PR #303, opened 2026-09-03
fix: extend Pro compaction handoff timeout

JulianZJN:
## What this changes

- keep the existing five-minute structured compaction handoff budget for non-Pro efforts
- give Pro and Zero Risk Pro compaction handoffs a 50-minute default and maximum budget
- preserve an explicitly configured shorter safety ceiling
- add focused regression coverage for the effort-specific timeout policy

The previous hard five-minute ceiling caused long Pro checkpoint handoffs to fail with:

`ChatGPT compaction did not fully settle within 300000ms`

## Evidence

Before the change, a requested 60-minute handoff was unconditionally clamped to 300,000 ms. The new regression test proves that:

- non-Pro compaction remains capped at 300,000 ms
- Pro compaction defaults to and is capped at 3,000,000 ms
- a shorter explicit timeout still wins

## Scope and invariants

## Verification

- [x] I ran `bun run verify` with Bun 1.4.0.
- [x] I added a focused regression test for the behavior change.
- [ ] I manually exercised a real 5-to-50-minute Pro compaction timeout.
- [ ] I tested the changed outer Codex compaction loop through a real installed integration.
- [x] This does not change ChatGPT browser UI handling.
- [x] This does not change launcher packaging.

- macOS arm64: complete automated verification passed
- Pro account, Full mode: live 50-minute boundary not run; the installed integration will be exercised separately
- Packaged builds: not run; launcher code and packaging are unchanged

### DIFF
--- a/src/adapters/chatgpt-web/compaction-handoff.ts
+++ b/src/adapters/chatgpt-web/compaction-handoff.ts
@@ -127,7 +127,18 @@ function currentToolResults(
   return results;
 }
 
-export const MAX_COMPACTION_HANDOFF_TIMEOUT_MS = 5 * 60_000;
+export const DEFAULT_COMPACTION_HANDOFF_TIMEOUT_MS = 5 * 60_000;
+export const MAX_COMPACTION_HANDOFF_TIMEOUT_MS = 50 * 60_000;
+
+export function resolveCompactionHandoffTimeoutMs(
+  proCompaction: boolean,
+  configuredTimeoutMs?: number,
+): number {
+  const modelTimeoutMs = proCompaction
+    ? MAX_COMPACTION_HANDOFF_TIMEOUT_MS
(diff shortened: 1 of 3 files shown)


miuuyy:
Thanks for the focused patch, but I do not want to extend the Pro compaction handoff budget from 5 minutes to 50 minutes. The model can legitimately think for a while, but in my real Pro testing a structured compaction handoff that has not settled within 5 minutes is already an unhealthy or stuck handoff, not normal latency. Waiting up to 50 minutes would hide that failure and keep the browser, turn, and compaction ownership alive far too long. The proposed 5-to-50-minute path was also not exercised through a real installed integration. I am closing this rather than asking for revisions; if a reproducible healthy handoff genuinely needs more than 5 minutes, we should investigate that specific trace instead of widening the global Pro timeout.

PR #320, opened 2026-09-04
perf: capture+polling speedups; Codex 0.153.x env_context carrier

jaivial:
Three small perf/robustness fixes for the ChatGPT web adapter.

### 1. Fire-and-forget diagnostic captures

`ChatGptBrowserDiagnostics.capture()` runs `page.screenshot({timeout: 5000})` and writes PNG+JSON files to disk. The polling loop awaits every checkpoint, so a slow render can stall the whole turn for 5s waiting on a screenshot that is purely diagnostic.

Split into `capture()` (enqueue + return immediately) and `captureBody()` (the previous body). Writes still run serially through `captureQueue` so sequence numbers stay monotonic and `NN-*.png` / `NN-*.json` pairs never overlap.

### 2. Adaptive poll cadence

Three hardcoded `setTimeout(..., 250)` sleeps in the main loop become a single `pollSleep()` helper that reuses the existing `responseDomCache.snapshot` flag:
- 100ms when a snapshot exists (ChatGPT is streaming — minimize delta latency)
- 250ms otherwise (give the DOM time to settle, avoid CPU burn on empty scans)

### 3. Hard timeout for stalled turns

If the ChatGPT browser stalls past 5 minutes after submit, the polling loop now throws — the existing `try/finally` block then calls `notifyLauncherTurn({phase: end, status: failed})` and releases the broker channel. Without this, a stalled turn leaks a never-ending heartbeat and locks the broker token (this is the 'stuck in working' symptom).

### Bonus: Codex CLI 0.153.x env_context carrier

`environmentBeforeUser()` previously rejected any candidate whose `itemTurnId` didn't equal the active user's. Codex CLI 0.153.x sends the per-turn `<environment_context>` as a server-owned user message with no `internal_chat_message_metadata_passthrough` — so its identity is the server `id`, not the turn id of the active instruction.

Accept the carrier when either its turn id matches the active user or it's a server-owned item (`candidate.id` is a non-empty string). User-authored env_context inside an attacker-controlled user message wouldn't carry a server id, so the trust signal still holds.

---

Upstream already includes equivalent changes in v5.0.0+ — this branch targets the v4.0.x line for anyone running that release.

### DIFF
--- a/README.md
+++ b/README.md
@@ -108,6 +108,22 @@ bun run app
 
 This source path requires Bun 1.4.0. The command installs locked dependencies and opens the app.
 
+## Headless CLI mode (Linux servers)
+
+Full lifecycle from a terminal — no launcher, no Electron, no persistent Xvfb:
+
+```bash
+codex-chatgpt-web setup --full --browser-host managed-chrome --headless \
+  --chrome /usr/bin/google-chrome --login-headless auto --acknowledge-unofficial
+codex-chatgpt-web login             # headless-first; auto-falls back to ephemeral Xvfb
+codex-chatgpt-web service install   # systemd user unit (+ linger) for daemon and tunnel
+codex-chatgpt-web doctor            # xvfb, linger, browser-host, headless checks
+```
+
+- `--browser-host managed-chrome --headless` runs turns through a Playwright-managed headless Chrome.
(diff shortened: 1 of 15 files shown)


jaivial:
Closing - upstream v5.0.2 already includes equivalent fixes (captureQueue, pollSleep, hard timeout, env_context carrier). The cherry-picked fix commits have been applied directly to the fork's headless-cli-mode branch instead.

PR #329, opened 2026-09-05
fix(browser): support localized ChatGPT tool confirmation prompts

lixiangwelding:
### Summary
When ChatGPT Web is used with a Simplified or Traditional Chinese UI, tool confirmation cards (e.g. `允许 ChatGPT 使用 <app>？` or `允許 ChatGPT 使用 <app>？`) fail to be detected because `resolveChatGptToolConfirmation` in `src/adapters/chatgpt-web/browser-worker.ts` only matched the English string `Allow ChatGPT to use ${appName}?`.

Additionally, the auto-approval button matcher only recognized `/^Allow(?: once)?$/`, and the timeout denial action only recognized `Deny`.

When an unhandled approval dialog appears in Chinese ChatGPT Web:
1. The browser worker does not recognize the confirmation card.
2. ChatGPT halts waiting for approval.
3. The turn eventually times out after 60s with `stream disconnected before completion: ChatGPT stopped responding after the task started. Check the ChatGPT tab before continuing.`

### Changes
- **Dialog Title Matching**: Updated `resolveChatGptToolConfirmation` to use `chatGptToolConfirmationMatcher`, matching English (`Allow ChatGPT to use <app>?`), Simplified Chinese (`允许 ChatGPT 使用 <app>？`), and Traditional Chinese (`允許 ChatGPT 使用 <app>？`), safely escaping `appName`.
- **Approval Button Matching**: Expanded the anchored button regex to match one-shot approval actions across locales (`Allow once` / `Allow`, `允许一次` / `允许`, `允許一次` / `允許`) while keeping it strictly anchored to prevent matching persistent permissions like `Always allow` or `Allow low-risk actions` (`允许低风险操作`).
- **Deny Button Matching**: Updated the deny fallback matcher to recognize localized buttons (`Deny` / `Decline` / `拒绝` / `拒絕`).
- **Test Coverage**: Added contract tests in `tests/browser-worker-contract.test.ts` covering Simplified and Traditional Chinese approval and denial paths, as well as regex title matching.

### Verification
- `bun test tests/browser-worker-contract.test.ts` passed (120 pass, 0 fail).
- `bun run verify` passed cleanly (version sync, security audits, typecheck, all 654 tests, launcher build & runtime smoke tests).

### DIFF
--- a/src/adapters/chatgpt-web/browser-worker.ts
+++ b/src/adapters/chatgpt-web/browser-worker.ts
@@ -769,6 +769,13 @@ export async function throwIfChatGptTerminalErrorAlert(scope: ChatGptTextScope):
   );
 }
 
+export function chatGptToolConfirmationMatcher(appName: string): RegExp {
+  const escapedAppName = appName.replace(/[.*+?^${}()|[\]\\]/g, "\\$&");
+  return new RegExp(
+    `(?:Allow ChatGPT to use|允许\\s*ChatGPT\\s*使用|允許\\s*ChatGPT\\s*使用)\\s*${escapedAppName}[?？]`,
+  );
+}
+
 export async function resolveChatGptToolConfirmation(
   page: Page,
   appName: string,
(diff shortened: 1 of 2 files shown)


miuuyy:
Thanks. I reviewed our existing confirmation flow again. The documented Full-mode setup uses Allow all actions, so a confirmation card appearing with that setting would be unexpected. However, we deliberately also support per-call handling: --auto-approve-tool-calls opts into Allow once, and without that option the worker waits for a manual decision before denying an unanswered request. Localized recognition can therefore matter for that existing path.

Please confirm which connector permission setting you used and whether --auto-approve-tool-calls was enabled. Could you include the actual Simplified/Traditional Chinese dialog labels or a privacy-safe DOM sample from the failing case? The PR currently has matcher fixtures but no captured UI evidence. I am keeping it open pending that clarification rather than dismissing the confirmation path as unsupported.

miuuyy:
Closing this implementation. Optional per-call approval is supported, so the localization problem is worth retaining. However, the requested permission mode and actual Chinese card/button labels or privacy-safe DOM were not supplied; matcher fixtures built from the proposed labels do not verify the rendered UI. The branch also conflicts with main.

The report and evidence requirements are now tracked in #356.

Please coordinate in #356 before submitting a replacement. A new PR is not guaranteed to be accepted: local work may already be underway by then or may supersede this approach.

Issue #59, opened 2026-08-06
Skill invocation breaks chatgpt-web turns: "missing cwd in trusted Codex environment context"


Purin1410:
### Summary

On v2.0.0, any turn that invokes a **Codex skill** against a `chatgpt-web/*` model fails immediately with:

```
stream disconnected before completion: ChatGPT web turn is missing cwd in trusted Codex environment context
```

The same prompt in the same directory with the same model **succeeds when no skill is invoked**, so this is specific to the extra message Codex appends for a skill.

### Environment

- codex-chatgpt-web **2.0.0** (Linux x64, launcher AppImage, `mode: full`)
- Codex CLI **0.146.1**
- Ubuntu 24.04.4 LTS
- Model: `chatgpt-web/high`
### Reproduction

```bash
# succeeds
codex exec -m chatgpt-web/high "reply with exactly: ok"

# fails with "missing cwd in trusted Codex environment context"
codex exec -m chatgpt-web/high '$my-skill reply with exactly: ok'
```

Deterministic on my machine - 100% of skill-invoking turns fail, 100% of non-skill turns succeed.

### Root cause

`rawEnvironmentText()` in `src/adapters/chatgpt-web/environment.ts` locates `<environment_context>`
**positionally**: it only probes the item at `activeUserIndex - 1`.

When a skill is invoked, Codex appends an extra `<skill>…</skill>` **user** message *after* the user's
prompt, all within the same turn. The captured request body looks like this:

```
[0] developer  additional_tools
[1] developer  (base instructions)
[2] developer  <permissions instructions> …        turn_id=019fd7bd-13c4-…
[3] user       AGENTS.md + <environment_context>   turn_id=019fd7bd-13c4-…   ← cwd lives here
[4] user       (the actual prompt)                 turn_id=019fd7bd-13c4-…
[5] user       <skill>…</skill>                    turn_id=019fd7bd-13c4-…   ← appended by the skill
```

`activeUserIndex` is `5`, so `environmentBeforeUser(input, 5, turnId)` inspects item `[4]`, which has
no `<environment_context>`. None of the later fallbacks recover it either:

- `canonicalMetadataEnvironmentBeforeUser` - same positional assumption.
- the `_replayPrefixLen` loop — not a replay.
- the final historical loop — explicitly **skips same-turn items**
  (`if (!historicalTurnId || historicalTurnId === currentTurnId) continue;`), and here the
[...]

PR #336, opened 2026-09-05
fix: bind skill-injected user messages to native provenance

ncarvalhodev:
## Summary

Skill-injected Codex user messages can shift the active user item after the native environment/prompt pair. This fix recovers the trusted environment only when the injected item carries the native `skills.selected_skill_instructions` provenance marker.

## Root cause

Skill instructions are injected as a server-owned `user` item. The previous recovery path could cross an assistant response based on turn metadata alone, making skill-shaped user content insufficiently distinguished from ordinary user-authored input.

## Fix

- Use `internal_chat_message_metadata_passthrough.content_item_kinds` and require `skills.selected_skill_instructions` for skill recovery.
- Recover only from the earlier same-turn canonical environment/prompt pair.
- Preserve canonical turn, workspace, and sandbox provenance checks.
- Keep fail-closed behavior for arbitrary `<skill>` content without native provenance.

## Validation

- Focused environment tests: 49 passed, 0 failed.
- `bun run verify`: 282 passed, 0 failed, 1 skipped.
- Typecheck, audits, launcher build, and runtime smoke passed.
- `git diff --check` passed.

No versioning or release artifacts changed.

Context/follow-up: #59

### DIFF
--- a/src/adapters/chatgpt-web/environment.ts
+++ b/src/adapters/chatgpt-web/environment.ts
@@ -92,6 +92,13 @@ function itemTurnId(value: unknown): string | undefined {
   return typeof turnId === "string" ? turnId : undefined;
 }
 
+function isSelectedSkillInstruction(value: Record<string, unknown>): boolean {
+  const metadata = record(value.internal_chat_message_metadata_passthrough);
+  const kinds = metadata?.content_item_kinds;
+  return Array.isArray(kinds)
+    && kinds.some(kind => kind === "skills.selected_skill_instructions");
+}
+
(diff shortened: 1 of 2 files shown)


miuuyy:
Thanks for the contribution. We are closing this without merging because the environment recovery is not reliable enough as submitted. In review, it accepted an earlier environment across an assistant response without establishing that the environment belongs to the current turn; the released code rejects that case.

A revised submission would need a fresh review and may still not be accepted. Please do not treat this as a commitment to merge a follow-up.

PR #5, opened 2018-07-05
Get fingerprint from key

chocol4te:
Sorry, I didn't do a clean merge before doing this PR, but it is only for displaying the fingerprint code: really only the contents of `src/packet/types/key.rs` needs to be copied and pasted into a new commit.

### DIFF
--- a/src/armor.rs
+++ b/src/armor.rs
@@ -1,14 +1,14 @@
-use nom::{self, digit, line_ending, not_line_ending};
-use nom::types::CompleteStr;
-use crc24;
 use base64;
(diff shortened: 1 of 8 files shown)


dignifiedquire:
Thank you! A lot has changed, but it should be much easier to implement this now. I have added placeholder methods here: https://github.com/dignifiedquire/pgp/commit/731edd783c3e2fbce0767f0f690fe4276a712a32 where you can fill in the details. The key now stores expiration time and creation time, and the type structure is much simpler and hopefully easier to navigate.

PR #7, opened 2018-07-06
Add fingerprint() and key_id() method

chocol4te:
I have added test outlines, but am unsure of how you would like the tests to be structured. These functions should apply to both a whole parsed key, but also apply to subkeys.

I tested only with DSA and RSA on V3 and V4, and *should* be correct for other algorithms.

### DIFF
--- a/src/composed/key.rs
+++ b/src/composed/key.rs
@@ -569,8 +569,6 @@ mod tests {
     #[test]
     fn test_fingerprint_rsa() {
         // V4
-        w
-
 
         // V3
     }
--- a/src/composed/key.rs
+++ b/src/composed/key.rs
@@ -42,6 +42,11 @@ impl PublicKey {
     pub fn fingerprint(&self) -> Vec<u8> {
         self.primary_key.fingerprint()
     }
+
+    /// Returns the Key ID of the associated primary key.
+    pub fn key_id(&self) -> Vec<u8> {
+        self.primary_key.key_id()
+    }
 }
 
 /// Represents a Public PGP SubKey.
@@ -90,6 +95,11 @@ impl PrivateKey {
     /// Returns the fingerprint of the associated primary key.
     pub fn fingerprint(&self) -> Vec<u8> {
         self.primary_key.fingerprint()
+    }
+
+    /// Returns the Key ID of the associated primary key.
+    pub fn key_id(&self) -> Vec<u8> {
+        self.primary_key.key_id()
     }
 }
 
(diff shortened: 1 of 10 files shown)


src/packet/types/key.rs
```diff
@@ -257,11 +261,137 @@ macro_rules! key {
...
+                        }
+
+                        h.update(&packet).unwrap();
+
+                        h.finish().unwrap().deref().to_vec()
+                    }
+                }
+            }
+
+            pub fn key_id(&self) -> Vec<u8> {
```
dignifiedquire: given that this is not always supported I think returning `Option<Vec>` would be better

src/composed/key.rs
```diff
@@ -555,4 +565,39 @@ mod tests {
 
         assert_eq!(ua.signatures, vec![sig3]);
     }
+
+    #[test]
+    fn test_fingerprint_rsa() {
+        // V4
```
dignifiedquire: The testcases in `test/opengpg-interop/testcases/keys` have json files that contain the right fingerprints.  I plan to parse and test them automatically, but for now you can just hardcode these from there. A single key for each is good enough for now

src/packet/types/key.rs
chocol4te: What would result in returning None? I can't find much on the specification :/

src/composed/key.rs
chocol4te: Sure thing, writing them now :)

src/packet/types/key.rs
dignifiedquire: if it’s a v3 key with non rsa algorithm, though, instead of an empty vec

src/composed/key.rs
```diff
@@ -301,7 +314,10 @@ mod tests {
         let input = ::std::str::from_utf8(raw).unwrap();
         let key = PublicKey::from_string(input).expect("failed to parse key");
 
-        // assert_eq!(key.primary_key.fingerprint(), "56c65c513a0d1b9cff532d784c073ae0c8445c0c");
+        assert_eq!(
+            hex::encode(key.primary_key.fingerprint()),
+            "56c65c513a0d1b9cff532d784c073ae0c8445c0c"
```
dignifiedquire: there was already hex_literal used in another test, can you replace that with this as well, no need to have to crated for hex decoding and this one looks nicer

chocol4te: Will do :)

chocol4te:
I think I just have one last bug to fix for ECDH keys and this should be good to go.

PR #11, opened 2018-07-08
CI changes

chocol4te:
- Switch to Nightly
- Added cargo clippy
- Added rustfmt check - only passes if rustfmt was ran in commit

Switching to Nightly shouldn't be an issue as a nightly build passing means a stable build will pass.

### DIFF
--- a/.travis.yml
+++ b/.travis.yml
@@ -12,7 +12,7 @@ cache:
 
 install:
   - rustup component add rustfmt-preview
-  - cargo install clippy
+  - cargo install clippy --force
 
 script:
   - cargo fmt --all -- --check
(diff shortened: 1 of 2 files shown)


.travis.yml
```diff
@@ -1,12 +1,21 @@
 sudo: false
+
 language: rust
-rust: stable
```
dignifiedquire: lets keep stable, to make sure that we don’t start using nightly only features.

checkout https://dev.to/cad97/great-rust-ci-1fk6 for a nice setup description

dignifiedquire:
Update ci quite a lot since this was made, so closing for now

PR #12, opened 2018-11-08
Implement basic message parsing and decryption using RSA

dignifiedquire:
- no openssl, pure rust 
- basic message parsing works
- lots of things still missing


hpk42:
nice :)

PR #23, opened 2019-02-28
Some Makefile voodoo

flub:
This attempts to make the usual `make; make install` work.  In particular
it means people can invoke make install as sudo without having to worry
needing rust/cargo installed for the root user.

It needs to have a stab at knowing what the input files are sadly, and
also needs to create a single output; hence the, somewhat traditional,
build-stamp file.

It also uses some $(CURDIR) fun to so that `make -C pgp-ffi` will work
fine as well.

Lastly it fixes the librpgp.h typo and -lrpgp in the pkg-config file.

### DIFF
--- a/.gitignore
+++ b/.gitignore
@@ -4,3 +4,4 @@ Cargo.lock
 .profile
 ios_simulator_app
 *.h
+pgp-ffi/build-stamp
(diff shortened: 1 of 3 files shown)


r10s:
yeah, great :)

PR #36, opened 2019-03-31
Make rpgp.pc relocatable

flub:
This uses the built-in ${pcfiledir} variable to make the paths
relative to where the rpgp.pc file is.  It also uses the convention of
${exec_prefix} for libdir, which is perhaps a bit frivolous.

The motivation for this is that there are now binary packages
available for download which include rpgp.pc but do not have any
install step and thus do not modify the prefix.


hpk42:
seems this is abandoned, if not please re-open ;)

◆ ◆ ◆

_What to produce:_ Repeat each line of the data above, exactly as it appears, from the first through the line that contains "- give Pro and".

_Answer to this exercise:_
PR #303, opened 2026-09-03
fix: extend Pro compaction handoff timeout

JulianZJN:
## What this changes

- keep the existing five-minute structured compaction handoff budget for non-Pro efforts
- give Pro and Zero Risk Pro compaction handoffs a 50-minute default and maximum budget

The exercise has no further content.